*Work to complete*: In the entries that follow, find each line with the word "something" and copy it.

*Task material*:
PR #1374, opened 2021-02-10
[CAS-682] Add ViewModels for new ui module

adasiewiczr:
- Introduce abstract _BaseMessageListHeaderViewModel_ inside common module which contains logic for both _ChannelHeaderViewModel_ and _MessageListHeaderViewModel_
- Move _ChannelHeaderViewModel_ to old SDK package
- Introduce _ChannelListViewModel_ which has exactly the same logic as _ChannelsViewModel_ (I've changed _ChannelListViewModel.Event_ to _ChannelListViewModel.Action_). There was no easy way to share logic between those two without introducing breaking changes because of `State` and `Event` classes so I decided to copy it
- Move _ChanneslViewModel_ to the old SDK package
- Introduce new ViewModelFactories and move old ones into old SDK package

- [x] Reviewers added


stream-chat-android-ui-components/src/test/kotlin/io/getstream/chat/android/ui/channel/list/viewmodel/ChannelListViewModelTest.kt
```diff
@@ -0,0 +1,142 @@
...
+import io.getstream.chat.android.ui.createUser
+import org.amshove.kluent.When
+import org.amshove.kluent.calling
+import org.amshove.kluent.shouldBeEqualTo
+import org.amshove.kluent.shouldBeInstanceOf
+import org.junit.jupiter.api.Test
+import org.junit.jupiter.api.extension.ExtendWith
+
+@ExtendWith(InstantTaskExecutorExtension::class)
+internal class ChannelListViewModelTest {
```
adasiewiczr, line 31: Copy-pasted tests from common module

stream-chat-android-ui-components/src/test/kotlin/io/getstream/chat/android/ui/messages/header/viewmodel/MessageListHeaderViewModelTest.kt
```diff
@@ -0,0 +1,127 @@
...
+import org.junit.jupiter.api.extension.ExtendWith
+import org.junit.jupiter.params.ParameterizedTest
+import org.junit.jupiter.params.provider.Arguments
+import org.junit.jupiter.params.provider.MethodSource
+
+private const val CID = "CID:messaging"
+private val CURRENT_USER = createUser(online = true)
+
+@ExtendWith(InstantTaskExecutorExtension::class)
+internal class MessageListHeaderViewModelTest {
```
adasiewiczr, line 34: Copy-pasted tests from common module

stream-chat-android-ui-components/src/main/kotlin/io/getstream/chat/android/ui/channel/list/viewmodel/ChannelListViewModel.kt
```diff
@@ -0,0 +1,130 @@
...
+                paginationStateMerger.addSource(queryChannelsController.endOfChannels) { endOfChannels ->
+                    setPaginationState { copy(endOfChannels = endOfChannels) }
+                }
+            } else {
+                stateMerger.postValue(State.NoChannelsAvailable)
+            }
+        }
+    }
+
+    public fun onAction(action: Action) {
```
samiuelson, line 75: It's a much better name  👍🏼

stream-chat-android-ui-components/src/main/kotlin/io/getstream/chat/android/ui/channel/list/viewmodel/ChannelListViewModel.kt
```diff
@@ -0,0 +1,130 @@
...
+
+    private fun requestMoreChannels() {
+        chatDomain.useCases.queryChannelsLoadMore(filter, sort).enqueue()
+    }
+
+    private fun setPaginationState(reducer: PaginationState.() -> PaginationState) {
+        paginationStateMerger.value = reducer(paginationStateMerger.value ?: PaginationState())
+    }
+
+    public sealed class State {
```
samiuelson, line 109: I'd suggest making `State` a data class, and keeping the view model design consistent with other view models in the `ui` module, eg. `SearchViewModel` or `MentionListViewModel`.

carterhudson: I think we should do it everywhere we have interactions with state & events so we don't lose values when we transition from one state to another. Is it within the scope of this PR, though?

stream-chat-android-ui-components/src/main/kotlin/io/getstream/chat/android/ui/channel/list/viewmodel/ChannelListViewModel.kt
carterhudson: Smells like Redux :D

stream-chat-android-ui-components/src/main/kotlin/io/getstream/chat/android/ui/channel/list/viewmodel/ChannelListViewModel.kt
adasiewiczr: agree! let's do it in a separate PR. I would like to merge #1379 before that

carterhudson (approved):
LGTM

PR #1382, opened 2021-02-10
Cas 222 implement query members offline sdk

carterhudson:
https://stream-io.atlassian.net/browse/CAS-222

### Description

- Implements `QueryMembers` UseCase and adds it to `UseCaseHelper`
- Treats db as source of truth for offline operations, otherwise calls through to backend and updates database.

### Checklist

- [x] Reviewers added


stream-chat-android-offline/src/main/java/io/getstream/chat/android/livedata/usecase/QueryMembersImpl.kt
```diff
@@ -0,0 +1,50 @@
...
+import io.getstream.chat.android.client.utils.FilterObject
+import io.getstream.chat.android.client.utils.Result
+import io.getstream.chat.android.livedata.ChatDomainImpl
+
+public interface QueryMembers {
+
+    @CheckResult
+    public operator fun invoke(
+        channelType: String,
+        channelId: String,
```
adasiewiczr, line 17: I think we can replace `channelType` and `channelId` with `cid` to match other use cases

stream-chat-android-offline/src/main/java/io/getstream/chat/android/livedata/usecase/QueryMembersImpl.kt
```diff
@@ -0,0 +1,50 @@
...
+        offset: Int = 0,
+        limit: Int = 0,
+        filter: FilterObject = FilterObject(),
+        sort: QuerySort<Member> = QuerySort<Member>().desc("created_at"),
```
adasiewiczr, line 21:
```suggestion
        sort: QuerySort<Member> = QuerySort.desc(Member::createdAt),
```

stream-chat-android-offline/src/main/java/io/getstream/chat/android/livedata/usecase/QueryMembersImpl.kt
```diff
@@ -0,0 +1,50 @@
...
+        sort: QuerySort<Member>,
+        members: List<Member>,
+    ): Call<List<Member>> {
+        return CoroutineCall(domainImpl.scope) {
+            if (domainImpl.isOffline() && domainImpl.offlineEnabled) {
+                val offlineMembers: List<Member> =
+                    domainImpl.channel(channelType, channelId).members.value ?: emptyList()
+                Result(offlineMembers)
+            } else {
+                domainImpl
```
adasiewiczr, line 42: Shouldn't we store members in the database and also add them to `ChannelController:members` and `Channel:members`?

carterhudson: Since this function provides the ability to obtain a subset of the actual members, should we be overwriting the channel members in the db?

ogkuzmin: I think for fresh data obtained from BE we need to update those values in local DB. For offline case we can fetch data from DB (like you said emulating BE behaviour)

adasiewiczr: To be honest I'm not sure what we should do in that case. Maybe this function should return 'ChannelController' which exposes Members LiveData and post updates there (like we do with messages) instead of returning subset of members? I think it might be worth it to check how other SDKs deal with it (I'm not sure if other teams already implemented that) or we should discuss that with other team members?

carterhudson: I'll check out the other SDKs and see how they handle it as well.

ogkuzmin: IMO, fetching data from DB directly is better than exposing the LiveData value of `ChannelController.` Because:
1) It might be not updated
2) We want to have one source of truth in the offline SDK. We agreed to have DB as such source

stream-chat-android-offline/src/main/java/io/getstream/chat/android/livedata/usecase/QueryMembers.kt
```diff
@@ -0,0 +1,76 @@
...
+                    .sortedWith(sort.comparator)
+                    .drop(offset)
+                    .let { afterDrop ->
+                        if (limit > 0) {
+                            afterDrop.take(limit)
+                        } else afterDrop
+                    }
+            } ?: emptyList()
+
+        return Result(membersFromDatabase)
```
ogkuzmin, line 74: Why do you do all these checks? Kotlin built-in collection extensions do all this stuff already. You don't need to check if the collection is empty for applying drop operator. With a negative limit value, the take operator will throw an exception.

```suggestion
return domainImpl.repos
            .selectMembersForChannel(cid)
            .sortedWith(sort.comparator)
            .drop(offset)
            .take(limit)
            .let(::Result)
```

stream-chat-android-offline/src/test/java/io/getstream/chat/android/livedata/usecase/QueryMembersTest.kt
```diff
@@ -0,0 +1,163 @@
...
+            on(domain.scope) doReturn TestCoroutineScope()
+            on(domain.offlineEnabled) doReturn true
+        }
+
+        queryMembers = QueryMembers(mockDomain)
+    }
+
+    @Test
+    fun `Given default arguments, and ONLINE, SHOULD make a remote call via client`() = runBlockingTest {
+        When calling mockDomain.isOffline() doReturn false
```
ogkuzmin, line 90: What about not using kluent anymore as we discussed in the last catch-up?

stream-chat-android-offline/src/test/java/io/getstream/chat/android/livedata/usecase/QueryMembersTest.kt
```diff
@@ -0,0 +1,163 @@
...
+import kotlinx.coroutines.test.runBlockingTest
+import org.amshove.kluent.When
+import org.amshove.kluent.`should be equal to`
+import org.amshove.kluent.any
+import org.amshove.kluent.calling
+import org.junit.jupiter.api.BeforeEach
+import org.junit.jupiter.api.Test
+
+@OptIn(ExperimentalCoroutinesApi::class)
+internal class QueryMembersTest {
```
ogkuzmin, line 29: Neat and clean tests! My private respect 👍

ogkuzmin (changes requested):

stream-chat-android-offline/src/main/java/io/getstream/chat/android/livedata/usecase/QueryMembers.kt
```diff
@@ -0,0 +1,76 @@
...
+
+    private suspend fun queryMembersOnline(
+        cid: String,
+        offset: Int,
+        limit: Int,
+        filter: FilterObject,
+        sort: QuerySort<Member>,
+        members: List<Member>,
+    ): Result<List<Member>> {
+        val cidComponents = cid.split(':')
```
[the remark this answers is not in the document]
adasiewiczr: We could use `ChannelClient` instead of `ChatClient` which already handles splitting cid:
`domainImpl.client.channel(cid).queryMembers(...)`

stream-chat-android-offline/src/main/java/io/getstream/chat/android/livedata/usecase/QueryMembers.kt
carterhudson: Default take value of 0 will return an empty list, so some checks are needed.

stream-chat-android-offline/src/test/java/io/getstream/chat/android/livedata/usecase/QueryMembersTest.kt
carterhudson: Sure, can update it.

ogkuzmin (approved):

...

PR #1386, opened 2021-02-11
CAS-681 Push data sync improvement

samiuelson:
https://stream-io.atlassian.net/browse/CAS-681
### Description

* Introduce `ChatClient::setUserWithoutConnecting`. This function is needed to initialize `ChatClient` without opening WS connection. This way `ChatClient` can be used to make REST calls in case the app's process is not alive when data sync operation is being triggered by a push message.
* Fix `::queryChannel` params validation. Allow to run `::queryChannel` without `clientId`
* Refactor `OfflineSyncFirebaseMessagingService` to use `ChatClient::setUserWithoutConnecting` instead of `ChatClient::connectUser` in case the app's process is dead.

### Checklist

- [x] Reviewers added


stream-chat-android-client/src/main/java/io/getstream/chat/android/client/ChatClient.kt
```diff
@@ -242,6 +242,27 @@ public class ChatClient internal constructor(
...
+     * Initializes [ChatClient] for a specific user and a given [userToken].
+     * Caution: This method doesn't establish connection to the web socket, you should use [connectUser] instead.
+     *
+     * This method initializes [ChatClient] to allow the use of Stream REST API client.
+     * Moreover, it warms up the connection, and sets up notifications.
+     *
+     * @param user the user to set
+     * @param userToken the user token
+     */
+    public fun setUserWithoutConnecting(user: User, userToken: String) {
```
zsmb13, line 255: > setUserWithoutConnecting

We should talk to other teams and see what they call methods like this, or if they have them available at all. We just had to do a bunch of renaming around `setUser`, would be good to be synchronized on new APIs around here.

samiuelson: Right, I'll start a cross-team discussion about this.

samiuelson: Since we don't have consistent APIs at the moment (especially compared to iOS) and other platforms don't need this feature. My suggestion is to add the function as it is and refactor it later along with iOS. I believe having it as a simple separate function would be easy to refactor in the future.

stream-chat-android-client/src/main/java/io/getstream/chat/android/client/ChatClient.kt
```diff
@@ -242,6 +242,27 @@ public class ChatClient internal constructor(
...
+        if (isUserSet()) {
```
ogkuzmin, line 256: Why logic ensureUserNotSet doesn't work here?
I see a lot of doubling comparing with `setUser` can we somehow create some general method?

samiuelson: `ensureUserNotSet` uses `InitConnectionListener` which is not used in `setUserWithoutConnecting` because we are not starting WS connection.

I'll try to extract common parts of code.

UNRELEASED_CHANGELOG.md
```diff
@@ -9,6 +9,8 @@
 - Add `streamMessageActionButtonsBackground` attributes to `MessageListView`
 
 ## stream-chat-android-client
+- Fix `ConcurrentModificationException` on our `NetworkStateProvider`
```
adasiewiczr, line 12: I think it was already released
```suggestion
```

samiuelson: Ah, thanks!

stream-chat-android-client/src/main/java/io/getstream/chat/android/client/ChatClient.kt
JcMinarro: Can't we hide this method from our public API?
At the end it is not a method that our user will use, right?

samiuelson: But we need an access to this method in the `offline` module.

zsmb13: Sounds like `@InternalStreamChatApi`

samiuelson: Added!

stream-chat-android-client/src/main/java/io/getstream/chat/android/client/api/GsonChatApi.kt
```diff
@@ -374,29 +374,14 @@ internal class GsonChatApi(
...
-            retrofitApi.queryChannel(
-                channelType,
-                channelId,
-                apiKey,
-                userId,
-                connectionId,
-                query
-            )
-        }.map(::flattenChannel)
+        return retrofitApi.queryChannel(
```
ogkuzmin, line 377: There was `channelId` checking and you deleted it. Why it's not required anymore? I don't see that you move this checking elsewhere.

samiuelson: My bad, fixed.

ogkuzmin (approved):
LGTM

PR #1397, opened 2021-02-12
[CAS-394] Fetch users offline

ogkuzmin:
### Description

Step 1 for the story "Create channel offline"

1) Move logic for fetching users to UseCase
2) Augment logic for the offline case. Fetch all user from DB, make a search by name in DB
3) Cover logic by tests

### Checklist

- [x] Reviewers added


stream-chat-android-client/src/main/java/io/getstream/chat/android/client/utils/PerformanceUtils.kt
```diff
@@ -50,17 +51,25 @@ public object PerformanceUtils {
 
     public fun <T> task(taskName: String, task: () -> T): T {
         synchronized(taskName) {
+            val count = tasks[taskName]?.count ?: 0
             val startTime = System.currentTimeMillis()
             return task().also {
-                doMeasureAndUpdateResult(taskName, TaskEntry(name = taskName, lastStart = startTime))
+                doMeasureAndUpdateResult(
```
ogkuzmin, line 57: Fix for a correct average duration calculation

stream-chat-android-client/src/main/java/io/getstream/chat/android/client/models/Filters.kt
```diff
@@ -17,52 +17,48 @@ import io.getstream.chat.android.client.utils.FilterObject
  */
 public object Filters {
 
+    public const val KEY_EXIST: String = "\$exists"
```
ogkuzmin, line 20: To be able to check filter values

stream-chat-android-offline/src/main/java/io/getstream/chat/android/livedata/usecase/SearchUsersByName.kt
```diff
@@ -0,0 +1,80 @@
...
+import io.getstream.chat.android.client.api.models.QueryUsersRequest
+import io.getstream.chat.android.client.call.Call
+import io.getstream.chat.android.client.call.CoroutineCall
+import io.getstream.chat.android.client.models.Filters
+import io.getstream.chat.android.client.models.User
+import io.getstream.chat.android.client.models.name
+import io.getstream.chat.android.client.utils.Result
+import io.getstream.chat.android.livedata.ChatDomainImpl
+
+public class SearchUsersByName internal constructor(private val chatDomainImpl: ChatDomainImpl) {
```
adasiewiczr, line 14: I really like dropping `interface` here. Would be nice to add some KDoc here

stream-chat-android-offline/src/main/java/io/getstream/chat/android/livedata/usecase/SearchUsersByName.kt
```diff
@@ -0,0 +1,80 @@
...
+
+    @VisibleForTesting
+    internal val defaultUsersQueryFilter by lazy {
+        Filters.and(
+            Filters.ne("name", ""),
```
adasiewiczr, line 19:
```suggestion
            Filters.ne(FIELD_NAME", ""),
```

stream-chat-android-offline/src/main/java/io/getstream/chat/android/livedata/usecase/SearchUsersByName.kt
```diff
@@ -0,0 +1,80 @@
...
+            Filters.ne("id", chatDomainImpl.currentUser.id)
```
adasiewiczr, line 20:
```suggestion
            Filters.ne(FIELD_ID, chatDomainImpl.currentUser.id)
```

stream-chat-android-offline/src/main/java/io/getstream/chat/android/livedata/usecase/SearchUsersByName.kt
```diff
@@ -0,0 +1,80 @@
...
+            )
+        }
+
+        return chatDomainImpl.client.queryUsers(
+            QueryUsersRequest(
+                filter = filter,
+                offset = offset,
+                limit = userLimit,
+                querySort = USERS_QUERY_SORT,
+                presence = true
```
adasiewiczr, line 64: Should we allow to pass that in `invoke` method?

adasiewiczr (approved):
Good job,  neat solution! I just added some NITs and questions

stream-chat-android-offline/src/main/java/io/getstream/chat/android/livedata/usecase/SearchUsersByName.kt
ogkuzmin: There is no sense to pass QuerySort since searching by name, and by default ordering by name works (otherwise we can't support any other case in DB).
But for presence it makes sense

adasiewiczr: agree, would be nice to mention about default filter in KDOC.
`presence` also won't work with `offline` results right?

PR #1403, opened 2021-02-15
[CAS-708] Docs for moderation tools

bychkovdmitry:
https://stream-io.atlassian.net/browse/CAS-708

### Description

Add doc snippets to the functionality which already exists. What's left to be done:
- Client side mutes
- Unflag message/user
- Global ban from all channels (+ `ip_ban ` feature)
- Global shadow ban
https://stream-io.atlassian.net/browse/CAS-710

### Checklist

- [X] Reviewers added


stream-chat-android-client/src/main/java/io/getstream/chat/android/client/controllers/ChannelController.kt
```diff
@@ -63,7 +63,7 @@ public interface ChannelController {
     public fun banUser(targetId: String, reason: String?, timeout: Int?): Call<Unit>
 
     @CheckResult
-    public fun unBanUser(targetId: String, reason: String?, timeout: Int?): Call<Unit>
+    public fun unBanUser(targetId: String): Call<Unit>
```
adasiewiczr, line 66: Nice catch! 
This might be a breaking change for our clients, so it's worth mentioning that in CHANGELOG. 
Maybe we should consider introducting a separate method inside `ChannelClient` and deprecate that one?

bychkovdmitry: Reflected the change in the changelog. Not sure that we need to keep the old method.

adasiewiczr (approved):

...

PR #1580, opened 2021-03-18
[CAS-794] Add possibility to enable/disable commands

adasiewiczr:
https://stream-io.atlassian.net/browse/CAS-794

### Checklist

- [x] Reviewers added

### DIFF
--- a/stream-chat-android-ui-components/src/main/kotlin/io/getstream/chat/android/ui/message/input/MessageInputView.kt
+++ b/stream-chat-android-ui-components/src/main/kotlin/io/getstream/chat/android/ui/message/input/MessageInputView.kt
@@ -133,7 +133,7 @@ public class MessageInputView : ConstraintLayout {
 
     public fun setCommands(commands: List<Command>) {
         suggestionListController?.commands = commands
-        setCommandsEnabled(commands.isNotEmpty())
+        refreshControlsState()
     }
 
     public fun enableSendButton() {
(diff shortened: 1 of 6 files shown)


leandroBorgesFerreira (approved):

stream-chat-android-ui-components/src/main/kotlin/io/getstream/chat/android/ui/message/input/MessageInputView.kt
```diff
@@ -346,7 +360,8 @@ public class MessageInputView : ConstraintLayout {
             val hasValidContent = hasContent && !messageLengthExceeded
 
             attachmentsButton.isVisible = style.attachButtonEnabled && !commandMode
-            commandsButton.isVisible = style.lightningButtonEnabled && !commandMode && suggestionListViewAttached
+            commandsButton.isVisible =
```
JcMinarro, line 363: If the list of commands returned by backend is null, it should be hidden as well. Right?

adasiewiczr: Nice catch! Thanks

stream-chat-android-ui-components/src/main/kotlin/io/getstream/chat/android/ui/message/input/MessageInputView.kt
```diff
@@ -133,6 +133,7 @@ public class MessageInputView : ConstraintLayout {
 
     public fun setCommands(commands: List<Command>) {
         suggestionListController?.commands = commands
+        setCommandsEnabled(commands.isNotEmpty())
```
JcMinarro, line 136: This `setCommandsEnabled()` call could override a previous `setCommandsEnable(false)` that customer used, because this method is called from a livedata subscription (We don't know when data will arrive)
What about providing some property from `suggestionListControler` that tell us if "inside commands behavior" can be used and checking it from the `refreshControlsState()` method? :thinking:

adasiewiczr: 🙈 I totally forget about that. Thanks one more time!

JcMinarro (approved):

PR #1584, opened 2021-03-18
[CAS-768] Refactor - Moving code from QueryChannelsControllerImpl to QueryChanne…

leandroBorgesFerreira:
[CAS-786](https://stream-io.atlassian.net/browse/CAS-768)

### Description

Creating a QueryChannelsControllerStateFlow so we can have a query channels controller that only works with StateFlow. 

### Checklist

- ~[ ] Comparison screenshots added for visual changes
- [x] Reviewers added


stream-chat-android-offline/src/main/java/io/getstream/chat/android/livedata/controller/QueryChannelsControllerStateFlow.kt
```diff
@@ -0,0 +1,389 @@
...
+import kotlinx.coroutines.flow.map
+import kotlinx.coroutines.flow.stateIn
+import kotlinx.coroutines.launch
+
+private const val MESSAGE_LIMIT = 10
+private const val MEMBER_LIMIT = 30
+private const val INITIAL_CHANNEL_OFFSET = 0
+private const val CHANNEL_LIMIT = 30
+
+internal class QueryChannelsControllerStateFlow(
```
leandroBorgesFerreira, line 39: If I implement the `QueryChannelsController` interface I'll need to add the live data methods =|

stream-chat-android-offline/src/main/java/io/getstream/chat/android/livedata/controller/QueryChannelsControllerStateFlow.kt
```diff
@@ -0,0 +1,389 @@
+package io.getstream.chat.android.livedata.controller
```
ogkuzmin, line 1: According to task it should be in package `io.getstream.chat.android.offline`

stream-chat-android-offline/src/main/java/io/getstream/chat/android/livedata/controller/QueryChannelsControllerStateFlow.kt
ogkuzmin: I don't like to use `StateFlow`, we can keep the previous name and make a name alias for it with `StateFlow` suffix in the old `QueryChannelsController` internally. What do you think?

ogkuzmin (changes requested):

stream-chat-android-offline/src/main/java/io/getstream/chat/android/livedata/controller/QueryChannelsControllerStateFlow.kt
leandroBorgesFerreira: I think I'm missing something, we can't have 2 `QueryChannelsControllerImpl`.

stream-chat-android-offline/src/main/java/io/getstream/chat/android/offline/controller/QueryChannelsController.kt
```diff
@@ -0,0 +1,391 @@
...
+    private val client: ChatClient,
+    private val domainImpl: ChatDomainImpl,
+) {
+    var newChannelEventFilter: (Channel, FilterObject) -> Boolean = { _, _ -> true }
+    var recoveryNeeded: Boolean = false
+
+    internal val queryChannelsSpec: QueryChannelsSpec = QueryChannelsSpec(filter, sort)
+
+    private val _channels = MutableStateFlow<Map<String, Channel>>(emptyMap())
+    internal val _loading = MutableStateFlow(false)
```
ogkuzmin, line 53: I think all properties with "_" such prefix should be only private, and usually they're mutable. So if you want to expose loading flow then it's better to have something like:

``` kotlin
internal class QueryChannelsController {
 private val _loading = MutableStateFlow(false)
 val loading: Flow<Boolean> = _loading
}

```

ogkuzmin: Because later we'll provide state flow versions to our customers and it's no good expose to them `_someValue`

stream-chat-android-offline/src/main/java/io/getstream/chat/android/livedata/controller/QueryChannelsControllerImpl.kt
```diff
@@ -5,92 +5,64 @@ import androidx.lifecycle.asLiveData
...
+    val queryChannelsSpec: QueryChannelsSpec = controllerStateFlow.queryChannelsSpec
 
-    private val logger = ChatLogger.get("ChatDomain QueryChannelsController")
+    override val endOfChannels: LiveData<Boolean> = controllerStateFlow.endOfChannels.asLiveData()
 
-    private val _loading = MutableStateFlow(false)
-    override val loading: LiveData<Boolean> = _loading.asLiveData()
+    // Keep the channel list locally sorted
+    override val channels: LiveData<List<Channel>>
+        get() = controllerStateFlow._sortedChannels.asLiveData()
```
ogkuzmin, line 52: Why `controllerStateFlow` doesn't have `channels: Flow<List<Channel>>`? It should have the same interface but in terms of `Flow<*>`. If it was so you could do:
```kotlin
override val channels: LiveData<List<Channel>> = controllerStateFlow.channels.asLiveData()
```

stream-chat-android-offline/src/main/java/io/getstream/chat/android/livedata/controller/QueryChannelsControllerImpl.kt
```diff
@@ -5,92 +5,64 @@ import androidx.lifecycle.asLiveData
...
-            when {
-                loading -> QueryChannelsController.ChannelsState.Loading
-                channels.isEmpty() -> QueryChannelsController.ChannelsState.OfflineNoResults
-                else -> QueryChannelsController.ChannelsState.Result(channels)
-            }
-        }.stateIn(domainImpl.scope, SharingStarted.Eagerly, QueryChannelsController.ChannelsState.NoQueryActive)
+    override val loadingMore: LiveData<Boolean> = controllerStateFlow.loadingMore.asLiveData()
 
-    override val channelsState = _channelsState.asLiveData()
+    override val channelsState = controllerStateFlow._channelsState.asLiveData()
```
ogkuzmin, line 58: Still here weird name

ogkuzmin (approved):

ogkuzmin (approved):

*Result below*:
leandroBorgesFerreira: I think I'm missing something, we can't have 2 `QueryChannelsControllerImpl`.
ogkuzmin, line 53: I think all properties with "_" such prefix should be only private, and usually they're mutable. So if you want to expose loading flow then it's better to have something like:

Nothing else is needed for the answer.